> **YOUR INSTRUCTIONS**: Repeat exactly the lines from the start of the material below up to and including the "In e2e tests, DOM" line.

┏━━

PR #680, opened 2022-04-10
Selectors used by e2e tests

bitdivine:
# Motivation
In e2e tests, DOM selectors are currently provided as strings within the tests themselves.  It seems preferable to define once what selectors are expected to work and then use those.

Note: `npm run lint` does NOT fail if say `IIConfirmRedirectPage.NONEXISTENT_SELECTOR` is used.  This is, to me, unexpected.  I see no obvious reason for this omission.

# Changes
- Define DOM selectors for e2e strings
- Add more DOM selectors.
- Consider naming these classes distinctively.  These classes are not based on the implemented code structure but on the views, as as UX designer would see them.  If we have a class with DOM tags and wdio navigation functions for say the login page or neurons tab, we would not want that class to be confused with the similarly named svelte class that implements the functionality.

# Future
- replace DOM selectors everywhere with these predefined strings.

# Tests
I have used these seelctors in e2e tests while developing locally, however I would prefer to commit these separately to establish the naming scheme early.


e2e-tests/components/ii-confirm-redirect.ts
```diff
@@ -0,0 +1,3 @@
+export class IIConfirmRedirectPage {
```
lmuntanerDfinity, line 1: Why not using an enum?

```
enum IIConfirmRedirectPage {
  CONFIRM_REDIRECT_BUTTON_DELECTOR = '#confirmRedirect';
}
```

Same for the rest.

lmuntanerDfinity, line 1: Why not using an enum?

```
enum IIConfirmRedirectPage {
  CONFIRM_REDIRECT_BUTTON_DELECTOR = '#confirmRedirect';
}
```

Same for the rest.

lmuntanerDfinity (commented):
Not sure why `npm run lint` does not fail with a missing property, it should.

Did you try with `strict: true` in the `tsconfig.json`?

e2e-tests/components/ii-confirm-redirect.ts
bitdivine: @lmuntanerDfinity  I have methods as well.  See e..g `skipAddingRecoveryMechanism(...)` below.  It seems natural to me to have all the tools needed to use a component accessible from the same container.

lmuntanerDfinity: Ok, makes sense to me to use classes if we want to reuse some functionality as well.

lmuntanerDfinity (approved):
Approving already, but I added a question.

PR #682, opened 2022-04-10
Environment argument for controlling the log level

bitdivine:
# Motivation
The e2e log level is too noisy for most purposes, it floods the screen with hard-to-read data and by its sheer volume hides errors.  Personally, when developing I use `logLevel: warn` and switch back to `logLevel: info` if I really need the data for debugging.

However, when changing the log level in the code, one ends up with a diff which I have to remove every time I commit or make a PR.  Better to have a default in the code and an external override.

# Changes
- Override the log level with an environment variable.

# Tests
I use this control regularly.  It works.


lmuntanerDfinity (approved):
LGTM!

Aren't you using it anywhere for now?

┗━━

> **SOLVED PROBLEM**:
PR #680, opened 2022-04-10
Selectors used by e2e tests

bitdivine:
# Motivation
In e2e tests, DOM selectors are currently provided as strings within the tests themselves.  It seems preferable to define once what selectors are expected to work and then use those.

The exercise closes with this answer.